Rushes Postproduction Limited
- Type: Part of the Deluxe Entertainment Services Group
- Industry: Post-production and visual effects
- Founded: United Kingdom (1977)
- Defunct: United Kingdom (2017)
- Headquarters: Soho
- Number of employees: 90 (2007)

= Rushes Postproduction =

Former post-production company based in the UK

Rushes Postproduction was a post-production and visual effects company based in London. Rushes closed down in December 2017.

It had a worldwide reputation for producing commercial and pop-promo projects. The company was started in 1977 and its staff spawned many successful spin-offs, including The Foundry, Main Frame, Nice Biscuits and Smoke & Mirrors. Rushes was bought by Richard Branson in 1987 and sold to Liberty Livewire (rebranded Ascent Media Group) by the Virgin Group in 2000.

The company famously posted Dire Straits' "Money for Nothing"; the first video ever to be played on MTV Europe and the launch advert for the Ford Puma featuring a composited late Steve McQueen.

The company was the first in the UK to acquire a Rank-Cintel URSA (replaced with a Thomson Spirit) and a C-Reality Telecine as well as being the first to adopt a Discreet (now an Autodesk subsidiary) Flame SGI based compositing suite.

In 2006, Rushes became a fully HD capable facility from Telecine through visual effects and 3D. One of the first HD projects was the rebranding of ITV 3 in January 2006.

Rushes posted pop-promos for many well known bands including Arctic Monkeys, Dido, Faithless, Gorillaz, Ian Brown, Manic Street Preachers, New Order, Scissor Sisters, The Streets, Oasis, Placebo, Red Hot Chili Peppers, and Snow Patrol.

In 2009, Rushes was nominated for a Primetime Emmy Award for its visual effects work on Discovery's series, Human Body: Pushing the Limits.

The company was acquired by the Deluxe Entertainment Services Group in January 2011.

Deluxe Entertainment Services then subsequently decided to close down the 40-year-old Post House in December 2017.

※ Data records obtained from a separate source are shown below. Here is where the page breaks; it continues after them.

PR #3403, opened 2026-09-09
feat(wasm-debug-files): Add prepare command for WASM debug setup

d2anamaria:
### Problem

WebAssembly needs manual work before Sentry can symbolicate crashes. Today users run `wasm-split` to inject a `build_id` and split DWARF into a companion file, then run `sentry-cli debug-files upload --type wasm` on that companion. Two tools, two steps, easy to get wrong. Nothing warns you when a module has no usable debug info, so silent failures show up later as unsymbolicated stack traces.

### Solution

`sentry-cli debug-files prepare <PATH>` does the whole pipeline in one command.

```bash
sentry-cli debug-files prepare ./dist
```

It scans for `.wasm` modules, classifies each one, splits the ones that have DWARF, and uploads the companions.

### Behavior

Every module the command inspects gets a `build_id` if it has none, whether or not it can be split. The `build_id` is how Sentry ties a module in a stack trace to its debug file, so a module without one can never be symbolicated — not even by a debug file uploaded later. Stamping up front keeps that door open.

For each `.wasm` module with embedded DWARF:

1. Inject a `build_id` if the module has none.
2. Write a `*.debug.wasm` companion that keeps the Code section and DWARF.
3. Strip `.debug_*` sections from the deployable `.wasm`, in place.
4. Point the stripped module at its companion via `external_debug_info`.
5. Upload the companion to Sentry.

The stripped module stays at the original path, so your deploy artifact does not move. Both files carry the same `build_id`, which is how Sentry matches a crash to its debug file.

### Outcomes

| Outcome | When |
| --- | --- |
| Split | Module had DWARF; companion written |
| Already prepared | Companion exists with matching `build_id` |
| Would split | `--dry-run` preview |
| Skipped | Module is not splittable; stamped, warning printed |

### Warnings

A module without usable debug info does not stop the run. It is stamped and left otherwise untouched, and the command explains why it was not split:

- Name/symtab only: `no line-level symbolication (name/symtab only)`
- No debug sections: `no debug information; rebuild with DWARF (Emscripten -g, wasm-pack dwarf-debug-info)`
- Already stripped: `already stripped (build_id present, no debug sections); splitting would produce a useless companion`
- Dangling reference: `has external_debug_info but no local companion with matching build_id`

Running the command twice is safe. It detects prepared pairs and skips them rather than overwriting a good companion with an empty one, and a module stamped on the first run keeps the same `build_id` on later runs.

### Options

| Flag | Effect |
| --- | --- |
| `--dry-run` | Classify and preview; write nothing, upload nothing |
| `--no-upload` | Split only |
| `--require-dwarf` | Exit with an error if any scanned module lacks DWARF |
| `--out-dir <DIR>` | Write companions to a directory; the deployable is always stripped in place |
| `--strip-names` | Also drop the name section from the deployable; the companion keeps it |
| `--build-id <UUID>` | Use an explicit `build_id` instead of a random one |
| `--include-sources` | Upload source bundles alongside companions |
| `--wait` / `--wait-for <SECS>` | Wait for server-side processing |
| `--ignore` / `--ignore-file` | Skip paths while scanning |
| `--json` | Machine-readable output |

`--require-dwarf` is the CI guard. Use it when every module in a build is expected to ship debug info, and you want the pipeline to fail rather than deploy something unsymbolicatable.

`--dry-run` writes nothing at all, including the `build_id`, so it is safe to run against a tree you do not want modified.

### Relationship to `wasm-split`

The split follows the same algorithm as `wasm-split` and uses the same `wasmbin` library, so the companions it writes are equivalent to what `wasm-split -d <companion> --strip` produces: a shared `build_id`, a companion retaining the Code section, and DWARF removed from the deployable. Stamping behavior matches too — both tools give every module they touch a `build_id`.

It is a reimplementation rather than a shared codepath. `wasm-split` is a binary-only crate in Symbolicator with no library target, so there is no API to depend on. Because the two are maintained separately, treat equivalence as a property this command aims for, not a guarantee inherited from upstream.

==Recent film/long-form projects==
- 2008 – RocknRolla
- 2008 – Hellboy II: The Golden Army
- 2008 – Human Body: Pushing the Limits
- 2007 – Stardust
- 2007 – 28 Weeks Later
- 2006 – Mischief Night
- 2006 – Red Road – Winner of Cannes Film Festival Prix du Jury
- 2005 – Rome
- 2004 – King Arthur
- 2004 – Around the World in 80 Days
- 1998 – Lost in Space
- 1997 – Tomorrow Never Dies

==Notable commercials/pop-promos==
Commercials or pop-promos that Rushes worked on and were popular or groundbreaking for their time:

===2000s===
- 2006 – Gorillaz "El Manana"
- 2004 – The Streets "Fit But You Know It"
- 2003 – Land Rover "Gator"
- 2002 – Smirnofff "Trainer"
- 2001 – Charmin "Bear"
- 2000 – Schweppes "Fancy Dress"
- 2000 – Kylie "Spinning Around"

===1990s===
- 1999 – EastEnders opening title sequence
- 1999 – Moloko "Sing It Back"
- 1998 – Ford Cougar "Easy Driver"
- 1998 – Aphex Twin "Windowlicker"
- 1997 – Ford Puma "McQueen"

===1980s===
- 1985 – Dire Straits "Money For Nothing"

==Independent articles==
- BBC Showcase
- Classic Animation
- Fluid simulation
- Massive adoption

==Soho Shorts Film Festival==
Each summer, Rushes hosted the Rushes Soho Shorts Film Festival.